Well, nothing in particular, the aliens replied with some embarrassment. Possibly in a little while there might be something—several little things, in fact—which could be quite useful; but, for the moment, if we would concentrate on not getting in their way when they serviced their gun-mounts, they would be very grateful, really...
This reply tended to create a large amount of uncertainty among the two billion of Earth's human population. For several days afterward, there was a planet-wide ten­dency—the legend has come down to us—of people failing to meet each other's eyes.
But then Man rallied from this substantial blow to his pride. He would be useful, be it ever so humbly, to the race which had liberated him from potential subjugation by the ineffably ugly Troxxt. For this, let us remember well our ancestors! Let us hymn their sincere efforts amid their ignorance!

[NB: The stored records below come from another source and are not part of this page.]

PR #2257, opened 2025-12-17
Replace 25.01.1-stable with 25.07.0-stable release in compilation CI

simonge:
Updates the containers which the CI checks the compilation works with. Removing the oldest container from January and adding a new November alternative. This brings us closer to the requirement of only supporting compilation with dependencies from the last ~6 months.

- [ ] Bug fix (issue #__)
- [ ] New feature (issue #__)
- [ ] Documentation update
- [ ] Other: __

### DIFF
--- a/.github/workflows/linux-eic-shell.yml
+++ b/.github/workflows/linux-eic-shell.yml
@@ -113,7 +113,7 @@ jobs:
             USE_TSAN: ON
           - CXX: clang++
             CMAKE_BUILD_TYPE: Release
-            release: 25.05.0-stable
+            release: 25.07.0-stable
           - CXX: clang++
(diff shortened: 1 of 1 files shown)


.github/workflows/linux-eic-shell.yml
```diff
@@ -113,10 +113,10 @@ jobs:
             USE_TSAN: ON
           - CXX: clang++
             CMAKE_BUILD_TYPE: Release
-            release: 25.01.1-stable
+            release: 25.05.0-stable
```
veprbl:
```suggestion
            release: 25.07.0-stable
```

veprbl:
This is good, and is the right step. The rest we will track in the issue.

PR #2278, opened 2025-12-31
fix: iwyu: map fmt/base.h to fmt/format.h

wdconinc:
This PR fixes the mapping to ensure that both fmt-10 and fmt-11 headers are supported simultaneously.


veprbl (approved):
Makes sense now. This is good.

PR #2282, opened 2026-01-02
refactor: use std::map with comparator for deterministic ordering in ActsToTracks

wdconinc:
This PR is similar to #2161 but for ActsToTracks.

- [x] Bug fix (issue #__)
- [ ] New feature (issue #__)
- [ ] Documentation update
- [ ] Other: __

No.

No.

### DIFF
--- a/src/algorithms/tracking/ActsToTracks.cc
+++ b/src/algorithms/tracking/ActsToTracks.cc
@@ -30,7 +30,7 @@
 
 namespace eicrecon {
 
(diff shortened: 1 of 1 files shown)


wdconinc:
Does not seem to fix tracking collection irreproducible behavior.

wdconinc:
> Does not seem to fix tracking collection irreproducible behavior.

But still probably a useful thing to add. It may cause irreproducible behavior in some cases since we iterate over the map.

veprbl (approved):

PR #2314, opened 2026-01-11
fix: initialize variables in LGADHitClustering

wdconinc:
This PR initializes variables which g++ flags with maybe-uninitialized warnings (which we suppress from -Werror).

- [x] Bug fix (issue: uninitialized and later relied upon in a court of law)
- [ ] New feature (issue #__)
- [ ] Documentation update
- [ ] Other: __

No.

No.

### DIFF
--- a/src/algorithms/tracking/LGADHitClustering.cc
+++ b/src/algorithms/tracking/LGADHitClustering.cc
@@ -21,7 +21,7 @@
 #include <edm4eic/Cov3f.h>
 #include <edm4eic/CovDiag3f.h>
 #include <edm4hep/Vector2f.h>
-#include <stddef.h>
+#include <cstddef>
 #include <Eigen/Core>
 #include <cmath>
 #include <gsl/pointers>


src/algorithms/tracking/LGADHitClustering.cc
```diff
@@ -68,14 +67,14 @@ void LGADHitClustering::_calcCluster(const Output& output,
...
-  float max_charge_sigma2_x;
-  float max_charge_sigma2_y;
+  dd4hep::rec::CellID cellID = 0;
+  auto max_charge            = std::numeric_limits<float>::min();
+  auto earliest_time         = std::numeric_limits<float>::max();
+  float time_err{0};
+  float max_charge_x{0};
+  float max_charge_y{0};
+  float max_charge_sigma2_x{0};
+  float max_charge_sigma2_y{0};
```
veprbl:
```suggestion
  float time_err{NAN};
  float max_charge_x{NAN};
  float max_charge_y{NAN};
  float max_charge_sigma2_x{NAN};
  float max_charge_sigma2_y{NAN};
```
Any reason to not declare those (currently) unreachable variables as undefined?

wdconinc: They are not unreachable. There is no (typed) reason why `getEdep()` is positive, and the presence of an `error` for negative `Edep` seems to indicate that it can happen. If there are only negative `Edep` hits, then these values persist into the output for the configuration where `m_cfg.useAve == false`.

PR #2325, opened 2026-01-12
JEventProcessorPODIO: Add Forward{RomanPot,OffMTracker}Hits to the default output

### LINKED ISSUE #2322: Question/problem with getting MC particles from ForwardRomanPotRawHitAssociations
Hi experts,

I am trying to use "ForwardRomanPotRawHitAssociations" to find the MC particles that hit the RP, but it does not seem to store the MC information.

When I do:

```
auto& rawAssoc = mEvent->get<edm4eic::MCRecoTrackerHitAssociationCollection>("ForwardRomanPotRawHitAssociations");
for (const auto& assoc : rawAssoc) 
{
        std::cout << "rec: " << assoc.getRawHit() << std::endl;
        std::cout << "sim: " << assoc.getSimHit() << std::endl;
}

```

I get:
> rec:  id: 6d8311ae|8
> cellID : 18439707237955568283
> charge : 86
> timeStamp : 103735
>
> sim: [not available]

The the simHit seems to be always not available. 

The simulation sample I am looking at is the Oct. campaign BeAGLE eHe3 sample. If there is another way to check what particles hit the RP and the OMD, I am happy to try that too.

veprbl:
Resolves: #2322

We don't expect size of the output to increase significantly from this, but it would enable some studies.

### DIFF
--- a/src/services/io/podio/JEventProcessorPODIO.cc
+++ b/src/services/io/podio/JEventProcessorPODIO.cc
@@ -178,8 +178,10 @@ JEventProcessorPODIO::JEventProcessorPODIO() {
       "ForwardRomanPotStaticRecParticles",
       "ForwardOffMRecParticles",
 
+      "ForwardRomanPotHits",
       "ForwardRomanPotRawHits",
       "ForwardRomanPotRawHitAssociations",
+      "ForwardOffMTrackerHits",
       "ForwardOffMTrackerRawHits",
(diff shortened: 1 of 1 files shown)


ruse-traveler (approved):
LGTM!

Meatbally2 (approved):
Thank you so much! I can see the MC particle information from RawHitAssociations.getSimHits now!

All standing armies, all air and sea fleets, were reorganized into guard-patrols around the Dendi weapons; no human might approach within two miles of the murmuring machinery without a pass countersigned by the Dendi. Since they were never known to sign such a pass during the entire period of their stay on this planet, however, this loophole-provision was never exercised as far as is known; and the immediate neighborhood of the extraterrestrial weapons became and remained henceforth wholesomely free of two-legged creatures.

Cooperation with our liberators took precedence over all other human activities. The order of the day was a slogan first given voice by a Harvard professor of government in a querulous radio round table on "Man's Place in a Somewhat Overcivilized Universe."
"Let us forget our individual egos and collective conceits," the professor cried at one point. "Let us subordinate everything—to the end that the freedom of the solar system in general, and Earth in particular, must and shall be preserved!"